Compaq Fortran expects numeric data to be in native little endian order, in which the least-significant, right-most bit (bit 0) or byte has a lower address than the most-significant, left-most bit (or byte).
For More Information:
Table 8-1 lists the intrinsic data types provided by Compaq Fortran, the storage required, and valid numeric ranges.

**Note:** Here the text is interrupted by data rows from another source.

PR #1139, opened 2020-05-04
Agreements: Implement explicit signing

facuspagnuolo:
This PR builds on top of #1133 

The idea is to have an explicit way of signing the agreement and a mandatory flow to resign it every time it changes.


facuspagnuolo:
Closing in favor of https://github.com/aragon/aragon-apps/pull/1140

PR #1143, opened 2020-05-11
Adding the Aave Tokens into the token list

marczeller:
Hello Aragon Team,

I've added the Aave aTokens to this list, that what it's easier for AragonDAO users to interact with their DAO finance app with aTokens.


sohkai:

Data Type | Bytes | Description |
---|---|---|
BYTE (INTEGER*1) | 1 (8 bits) | A BYTE declaration is a signed integer data type equivalent to INTEGER*1 or INTEGER (KIND=1). |
INTEGER | 1, 2, 4, or 8 | Signed integer whose size is controlled by a kind type parameter or, if a kind type parameter (or size specifier) is omitted, certain FORTRAN command qualifiers (see Section 8.2.1). |
INTEGER (KIND=1)
INTEGER*1 |
1 (8 bits) | Signed integer value from --128 to 127 (--2**7 to 2**7--1). Unsigned values from 0 to 255 (2**8-1) 1. |
INTEGER (KIND=2)
INTEGER*2 |
2 (16 bits) | Signed integer value from --32,768 to 32,767 (--2**15 to 2**15--1). Unsigned values from 0 to 65535 (2**16-1) 1. |
INTEGER (KIND=4)
INTEGER*4 |
4 (32 bits) | Signed integer value from --2,147,483,648 to 2,147,483,647 (--2**31 to 2**31--1). Unsigned values from 0 to 4,294,967,295 (2**32-1) 1. |
INTEGER (KIND=8)
INTEGER*8 |
8 (64 bits) | Signed integer value from --9,223,372,036,854,775,808 to 9,223,372,036,854,775,807 (--2**63 to 2**63--1). |
LOGICAL | 1, 2, 4, or 8 | Logical value whose size is controlled by a kind type parameter or, if a kind type parameter (or size specifier) is omitted, certain FORTRAN command qualifiers (see Section 8.3). |
LOGICAL (KIND=1)
LOGICAL*1 |
1 (8 bits) | Logical values .TRUE. or .FALSE. 2 |
LOGICAL (KIND=2)
LOGICAL*2 |
2 (16 bits) | Logical values .TRUE. or .FALSE. 2 |
LOGICAL (KIND=4)
LOGICAL*4 |
4 (32 bits) | Logical values .TRUE. or .FALSE. 2 |
LOGICAL (KIND=8)
LOGICAL*8 |
8 (64 bits) | Logical values .TRUE. or .FALSE. 2 |
REAL | 4 or 8 | Real floating-point numbers whose size is controlled by a kind type parameter or, if a kind type parameter (or size specifier) is omitted, by using the FORTRAN command /REAL_SIZE qualifier. To control the floating-point format used in memory, use the FORTRAN command /FLOAT qualifier. |
REAL (KIND=4)
REAL*4 |
4 (32 bits) |
Single-precision real
floating-point values in IEEE S_float or VAX F_float formats.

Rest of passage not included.